Rick Aidekman and the Crazy World of NYC Landlords-Part 13

This entry is part 13 of 14 in the series Rick Aidekman and the crazy world of NYC Landlords

Rick Aidekman and the Crazy World of NYC Landlords-Part 13,

This article will deal with some experiences that Rick Aidekman, me, had with one particular

property owner that I did some work for several decades ago.   He was as smart as they

come and was entirely self-made.   He owned properties all over the City and in some Jersey suburbs.

Most of the properties were what were called “taxpayers.”     These were single story buildings typically with retail stores and no residential.   Occasionally, there were second floor offices, which in the secondary neighborhoods within which they were located, were quite hard to rent.   

There was one property located on what had once been a busy shopping hub in the of a middle-income neighborhood in the Bronx.    In 1973, the largest residential high-rise development in New York City was completed (over 40,000 apartments, a city in itself) on the land once occupied by Freedomland, a once popular amusement park, that celebrated American History.   Freedomland was built on what had been marshland, opened in 1960 and closed four years later.    The newly open high-rise complex, known as Co-op City, pulled the upper middle-class population out of the better sections of the Bronx, with the dream of a safe life, with nice apartments and great shopping, not to mention parking.    With this exodus, the Bronx lost its vibrant upper middle class, which was quickly replaced predominately by lower income tenants, who, at the time, were the only ones willing to move into these neighborhoods.   They were predominately Hispanic.   Over time, new communities were developed, and the next generation stayed and grew into the middle class and upper middle class.
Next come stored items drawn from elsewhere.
PR #3605, opened 2025-12-19
Remove beeping from FilteredTree

vogella:
beeping is annoying and beeping in a FilteredTree in certain internal situations does not add value for the user.


merks:
Somehow discussions about beeps seem to ring a bells, so to speak.  There are many calls:

image

And indeed there is this thread:

https://github.com/eclipse-platform/eclipse.platform.swt/issues/2613

Maybe there are visually impaired people that will be unhappy?  I have no clue.  I don't like beeps personally, but that's just a personal opinion...

vogella:
https://github.com/eclipse-platform/eclipse.platform.swt/issues/2613 triggered this change, the agreement seems to be that we should remove the beep from our code and once this is done, we should deprecate this method.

This Taxpayer was located in an area that had many beautifully built apartment buildings from the 1930s and 1940s that were built to luxury standards, many of which had been converted to cooperatives.     They typically had large apartments, tiled bathrooms, large lobbies with vaulted ceilings.    Some had large gardens in the center of the property.   This taxpayer had three or four stores including a butcher and a local Synagogue that had a narrow entrance on the side street with most of its space in the back of the building behind the stores.      The space was about 1,000 square feet and had a small membership of mostly older people who did not move when their friends did.   The Synagogues lease had expired, and we were directed to meet with them and tell them it would not be renewed.    My associate and I said we wouldn’t do it as it didn’t feel right.    One of the friends of our client said he would do the “dirty work and through them out.”     A bit gruff, as he was trying to show us how tough he was.  We then drove up to the property to meet with the board members of the Synagogue.   As we approached the door on the quiet side street, as if it were by magic, the entrance door opened, and to our surprise, we were greeted by a couple of young girls around 12 years old.   They walked us into the main area of the Synagogue where we were greeted by another group of about 10 youngsters and half a dozen adults.    More importantly, we were greeted with home baked cookies, cake and apple juice.    It was as if we had come down from the mountain top carrying the tablets.    The adults welcomed us with such warmth and kindness, that client’s friend said “I can’t do this.   Give them an extension.”   Which we did.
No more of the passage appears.